#### TASK DETAILS
All lines containing the string "utils" must be copied from the entries.

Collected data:

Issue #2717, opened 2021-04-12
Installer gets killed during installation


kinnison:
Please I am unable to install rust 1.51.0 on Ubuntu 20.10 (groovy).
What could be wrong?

...

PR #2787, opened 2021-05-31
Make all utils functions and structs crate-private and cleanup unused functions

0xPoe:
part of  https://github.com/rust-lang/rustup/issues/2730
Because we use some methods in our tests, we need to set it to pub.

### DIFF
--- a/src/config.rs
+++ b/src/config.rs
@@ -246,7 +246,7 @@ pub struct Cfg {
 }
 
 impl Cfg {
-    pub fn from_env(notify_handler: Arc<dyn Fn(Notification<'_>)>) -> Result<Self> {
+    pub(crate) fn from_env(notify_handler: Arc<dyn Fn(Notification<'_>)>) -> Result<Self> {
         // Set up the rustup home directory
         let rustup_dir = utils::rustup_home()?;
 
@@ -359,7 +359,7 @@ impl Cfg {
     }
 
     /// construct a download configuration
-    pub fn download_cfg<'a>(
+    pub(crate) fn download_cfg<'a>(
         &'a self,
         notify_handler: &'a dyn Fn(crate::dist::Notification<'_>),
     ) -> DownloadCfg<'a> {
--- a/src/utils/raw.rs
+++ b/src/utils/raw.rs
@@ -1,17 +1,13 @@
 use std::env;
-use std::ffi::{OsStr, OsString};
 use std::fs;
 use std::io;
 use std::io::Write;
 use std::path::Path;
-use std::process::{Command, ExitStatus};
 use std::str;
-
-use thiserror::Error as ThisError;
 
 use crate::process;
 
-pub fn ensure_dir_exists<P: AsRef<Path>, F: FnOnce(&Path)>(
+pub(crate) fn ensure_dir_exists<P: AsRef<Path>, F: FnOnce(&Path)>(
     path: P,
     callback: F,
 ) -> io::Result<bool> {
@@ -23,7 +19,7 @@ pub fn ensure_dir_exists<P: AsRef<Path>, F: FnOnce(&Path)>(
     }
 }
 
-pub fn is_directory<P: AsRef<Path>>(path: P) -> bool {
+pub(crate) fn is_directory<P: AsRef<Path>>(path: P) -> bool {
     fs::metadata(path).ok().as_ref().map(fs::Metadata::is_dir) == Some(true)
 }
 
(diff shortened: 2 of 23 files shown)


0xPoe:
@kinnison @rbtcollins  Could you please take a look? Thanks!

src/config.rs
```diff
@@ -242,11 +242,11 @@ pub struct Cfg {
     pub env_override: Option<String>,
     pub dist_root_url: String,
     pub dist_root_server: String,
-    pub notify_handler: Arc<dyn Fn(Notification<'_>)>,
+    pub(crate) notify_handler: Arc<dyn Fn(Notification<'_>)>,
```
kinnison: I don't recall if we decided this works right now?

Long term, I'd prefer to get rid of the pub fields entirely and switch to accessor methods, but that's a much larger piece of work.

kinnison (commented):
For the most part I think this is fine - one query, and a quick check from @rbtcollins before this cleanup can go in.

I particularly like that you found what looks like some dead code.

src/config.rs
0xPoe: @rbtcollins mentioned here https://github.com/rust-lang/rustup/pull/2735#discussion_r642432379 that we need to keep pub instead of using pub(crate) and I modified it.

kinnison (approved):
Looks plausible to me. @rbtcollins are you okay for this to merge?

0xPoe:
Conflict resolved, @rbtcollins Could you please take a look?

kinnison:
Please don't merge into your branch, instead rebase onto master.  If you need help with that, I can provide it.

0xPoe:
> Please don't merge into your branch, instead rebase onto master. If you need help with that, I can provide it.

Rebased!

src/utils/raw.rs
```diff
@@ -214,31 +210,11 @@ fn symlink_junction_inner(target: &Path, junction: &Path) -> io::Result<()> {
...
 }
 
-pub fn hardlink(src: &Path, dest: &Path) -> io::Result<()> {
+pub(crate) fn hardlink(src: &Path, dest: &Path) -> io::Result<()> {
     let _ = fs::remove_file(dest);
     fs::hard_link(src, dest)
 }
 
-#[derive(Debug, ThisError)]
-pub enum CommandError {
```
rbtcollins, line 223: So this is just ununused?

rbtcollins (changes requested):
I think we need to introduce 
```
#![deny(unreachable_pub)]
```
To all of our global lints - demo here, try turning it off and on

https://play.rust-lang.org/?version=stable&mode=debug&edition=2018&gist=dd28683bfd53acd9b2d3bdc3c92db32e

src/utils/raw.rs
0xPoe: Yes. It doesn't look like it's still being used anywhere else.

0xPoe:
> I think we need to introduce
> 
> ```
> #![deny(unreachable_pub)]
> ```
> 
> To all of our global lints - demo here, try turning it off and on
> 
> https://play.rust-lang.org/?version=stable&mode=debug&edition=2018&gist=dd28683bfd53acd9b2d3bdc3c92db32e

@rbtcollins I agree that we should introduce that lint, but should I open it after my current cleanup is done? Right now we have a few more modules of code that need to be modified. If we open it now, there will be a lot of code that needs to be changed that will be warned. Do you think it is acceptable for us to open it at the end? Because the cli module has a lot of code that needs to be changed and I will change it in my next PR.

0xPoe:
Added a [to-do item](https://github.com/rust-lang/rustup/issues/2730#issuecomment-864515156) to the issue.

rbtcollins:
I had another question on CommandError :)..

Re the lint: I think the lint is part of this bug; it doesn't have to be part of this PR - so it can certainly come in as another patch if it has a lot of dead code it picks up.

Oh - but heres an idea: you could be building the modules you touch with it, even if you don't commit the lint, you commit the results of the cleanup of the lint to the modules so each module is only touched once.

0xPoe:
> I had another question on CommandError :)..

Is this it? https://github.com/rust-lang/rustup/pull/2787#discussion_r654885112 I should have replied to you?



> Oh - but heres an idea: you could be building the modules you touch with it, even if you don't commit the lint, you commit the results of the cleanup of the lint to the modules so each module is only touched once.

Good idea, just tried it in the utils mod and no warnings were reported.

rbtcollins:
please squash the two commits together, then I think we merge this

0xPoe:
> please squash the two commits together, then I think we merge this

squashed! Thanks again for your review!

--

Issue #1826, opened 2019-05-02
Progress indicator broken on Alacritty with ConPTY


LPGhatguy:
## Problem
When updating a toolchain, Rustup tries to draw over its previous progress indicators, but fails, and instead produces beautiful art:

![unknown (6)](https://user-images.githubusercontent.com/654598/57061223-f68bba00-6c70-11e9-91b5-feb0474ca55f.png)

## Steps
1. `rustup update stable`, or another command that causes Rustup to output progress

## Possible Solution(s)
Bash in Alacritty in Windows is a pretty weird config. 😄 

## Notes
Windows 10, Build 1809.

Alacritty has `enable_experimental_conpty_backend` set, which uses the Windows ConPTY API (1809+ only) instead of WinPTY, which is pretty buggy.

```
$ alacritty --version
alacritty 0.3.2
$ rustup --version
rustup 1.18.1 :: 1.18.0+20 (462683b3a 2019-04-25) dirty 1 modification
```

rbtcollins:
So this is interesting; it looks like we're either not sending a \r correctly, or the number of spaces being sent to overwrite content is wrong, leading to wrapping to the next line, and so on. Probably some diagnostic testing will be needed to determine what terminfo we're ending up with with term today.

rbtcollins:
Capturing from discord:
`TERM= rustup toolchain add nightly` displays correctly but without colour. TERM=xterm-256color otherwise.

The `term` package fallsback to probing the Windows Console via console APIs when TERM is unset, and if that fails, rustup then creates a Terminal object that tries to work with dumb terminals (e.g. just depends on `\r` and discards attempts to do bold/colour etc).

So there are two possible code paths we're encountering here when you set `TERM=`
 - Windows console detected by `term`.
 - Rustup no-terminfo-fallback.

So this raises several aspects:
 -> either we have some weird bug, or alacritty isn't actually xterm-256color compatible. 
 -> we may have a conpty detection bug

#### TASK ANSWER
Make all utils functions and structs crate-private and cleanup unused functions
         let rustup_dir = utils::rustup_home()?;
--- a/src/utils/raw.rs
+++ b/src/utils/raw.rs
src/utils/raw.rs
src/utils/raw.rs
Good idea, just tried it in the utils mod and no warnings were reported.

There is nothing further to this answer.